I called attention in my previous paper to the fact that, by many investigators, the definitive form of the chromosome is used as the basis for determining the direction and sequence of the chromosome divisions. This fact and the danger attending the practice was partly realized by Montgomery in his work upon Euchistus (12), for he devotes considerable space to a consideration of the prophase segments, but in determining the character of the second spermatocyte division he regards only the formed element. With respect to this he says: “And now a fact may be determined which is of the greatest importance in estimating the morphological value of the second division of the chromosomes.

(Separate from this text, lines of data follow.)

PR #4424, opened 2022-06-03
exp/lighthorizon: Refactor and repair the reduce job

Shaptic:
### What
This refactors and repairs the reduce job in the following way (:flying_saucer: = refactor, :hammer_and_wrench: = fix):
* :flying_saucer: use environmental variables for every parameter, including index sources and final target
* :flying_saucer: helper functions: merging indices, partitioning work based on hashes
* :flying_saucer: much more logging!
* :flying_saucer: move thread-safe set into its own abstraction
* :hammer_and_wrench: make reduce back-end agnostic rather than tied to S3
* :hammer_and_wrench: generalize non-existence errors (`os.IsNotExist(err)` over `err == ErrNotExist`)
* :hammer_and_wrench: make transaction flushing thread-safe (for parallel reduces)
* :hammer_and_wrench: flush accounts list as part of `Flush()`
* :hammer_and_wrench: split work across multiple channels rather than just one

### Why
Cleaning up the codebase, more logging, easier to follow, etc.

The :hammer_and_wrench: fixes are mostly related to concurrency:
* if flushes aren't thread-safe, we get deadlocks across reduce workers
* if the account list is flushed separately via `FlushAccounts()`, the written file ends up completely empty because a prior `Flush()` cleared indices from memory
* if the work comes from a single channel, accounts can get skipped overall because they aren't put back on the queue if they're skipped by a single worker

### Known limitations
This is part of a larger change, so it's dependent on other PRs (#4423, #4422).

For commit history and finer deltas, see #4420.

### DIFF
--- a/exp/lighthorizon/index/cmd/batch/reduce/main.go
+++ b/exp/lighthorizon/index/cmd/batch/reduce/main.go
@@ -5,245 +5,293 @@ import (
 	"fmt"
 	"hash/fnv"
 	"os"
+	"path/filepath"
 	"strconv"
 	"sync"
 
-	"github.com/aws/aws-sdk-go/aws"
 	"github.com/stellar/go/exp/lighthorizon/index"
+	"github.com/stellar/go/support/errors"
 	"github.com/stellar/go/support/log"
 )
 
-var (
-	// Should we use runtime.NumCPU() for a reasonable default?
-	parallel = uint32(16)
+const (
+	ACCOUNT_FLUSH_FREQUENCY = 200
+	// arbitrary default, should we use runtime.NumCPU()?
+	DEFAULT_WORKER_COUNT = 2
 )
+
+type ReduceConfig struct {
+	JobIndex        uint32
+	MapJobCount     uint32
+	ReduceJobCount  uint32
+	IndexTarget     string
+	IndexRootSource string
+
+	Workers uint32
+}
+
+func ReduceConfigFromEnvironment() (*ReduceConfig, error) {
+	const (
+		mapJobsEnv          = "MAP_JOB_COUNT"
+		reduceJobsEnv       = "REDUCE_JOB_COUNT"
+		workerCountEnv      = "WORKER_COUNT"
+		jobIndexEnv         = "AWS_BATCH_JOB_ARRAY_INDEX"
+		mappedIndicesUrlEnv = "INDEX_SOURCE_ROOT"
+		finalIndexUrlEnv    = "INDEX_TARGET"
+	)
+
+	jobIndex, err := strconv.ParseUint(os.Getenv(jobIndexEnv), 10, 32)
+	if err != nil {
+		return nil, errors.Wrap(err, "invalid parameter "+jobIndexEnv)
+	}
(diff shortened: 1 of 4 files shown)


exp/lighthorizon/index/cmd/batch/reduce/set.go
```diff
@@ -0,0 +1,29 @@
+package main
+
+import "sync"
+
+// SafeStringSet is a simple thread-safe set.
+type SafeStringSet struct {
+    lock sync.Mutex
```
paulbellamy, line 7: why not?
```suggestion
    lock sync.RWMutex
```

paulbellamy (approved):

exp/lighthorizon/index/cmd/batch/reduce/main.go
```diff
@@ -5,250 +5,354 @@ import (
...
+				defer wg.Done()
+				logger := logger.
+					WithField("worker", routineIndex).
+					WithField("total", len(accounts))
+				logger.Info("Started worker")
+
+				var accountsProcessed, accountsSkipped uint64
+				for account := range workQueues[routineIndex] {
+					logger.Infof("Account: %s", account)
+					if (accountsProcessed+accountsSkipped)%97 == 0 {
```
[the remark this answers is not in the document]
Shaptic: just an arbitrary prime number to give "interesting" progress updates rather than e.g. every 100

exp/lighthorizon/index/cmd/batch/reduce/set.go
Shaptic: Well I kept it the same from the existing code, but no particular reason it can't be a RW, I guess :thinking:

Shaptic: Done in e0a0436 :+1:

exp/lighthorizon/index/cmd/batch/reduce/main.go
```diff
@@ -5,250 +5,354 @@ import (
...
 	"github.com/stellar/go/exp/lighthorizon/index"
+	"github.com/stellar/go/support/errors"
 	"github.com/stellar/go/support/log"
 )
 
-var (
-	// Should we use runtime.NumCPU() for a reasonable default?
-	parallel = uint32(16)
+const (
+	ACCOUNT_FLUSH_FREQUENCY = 200
```
bartekn, line 18: Nit: the convention for `const`s is camel-case.

exp/lighthorizon/index/cmd/batch/reduce/main.go
```diff
@@ -5,250 +5,354 @@ import (
...
+
+	return nil
+}
+
+func (cfg *ReduceConfig) shouldProcessAccount(account string, routineIndex uint32) bool {
+	hash := fnv.New64a()
+
+	// Docs state (https://pkg.go.dev/hash#Hash) that Write will never error.
+	hash.Write([]byte(account))
+	digest := uint32(hash.Sum64()) // discard top 32 bits
```
bartekn, line 311: If only 32 bits are needed maybe `New32a` can be used here?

While the latter are still parallel to the axis of the spindle, there may be clearly seen in some cases a transverse constriction on some of the chromosomes, so that they already acquire a dumb-bell shape.” This constriction is not correlated with any similar one on the prophase elements, and is here observed for the first time.

In his paper upon Peripatus, however, he definitely supports the contention that it is only in the prophase of the first spermatocyte that we can learn the construction of the chromosomes, for he says: “The early stages in the prophase are of the greatest importance in determining the exact constitution of the chromosomes of the first maturation division.... Since, then, as has been shown in another section of the present paper, the split of the univalent chromosome of the second spermatocyte is a true longitudinal split, corresponding perfectly in position with the longitudinal split of the early prophase, it follows that the univalent chromosome does not become turned upon its axis to take its place on the equator of the spindle.” Orientation is in both spermatocytes based, accordingly, upon planes determined in the prophase. Upon this point Paulmier and Montgomery, as students of Hemipteran spermatogenesis, are now agreed, and their results correspond with observations made upon Orthopteran cells.

It is upon the sequence of divisions in the spermatocyte that differences now exist between these investigators and myself. In my previous paper I took occasion to elaborate the proof in support of my position regarding the early occurrences of the longitudinal division in the Orthopteran spermatocytes. Montgomery follows Paulmier in ascribing the reduction division to the first spermatocyte, and takes no account of my results upon Hippiscus. The objections that I previously urged against Paulmier’s conclusions apply equally well to Montgomery’s. Until the chromosomes are traced in a more detailed way through the prophase to the metaphase, I shall consider the presumption against the occurrence of the cross-division in the first spermatocyte mitosis. In this I believe that I am justified by the definite proof of my position brought forward in the work upon Hippiscus. Here, it may be recalled, I observed and photographed in the same mitosis all stages of movement by the chromatids along the plane of the longitudinal split. In addition, I was able to locate definitely the position of the future cross-division in the ring figures, so that it is impossible to mistake the character of the first division in them. These two proofs I consider incontrovertible so far as they apply to the Orthopteran families studied.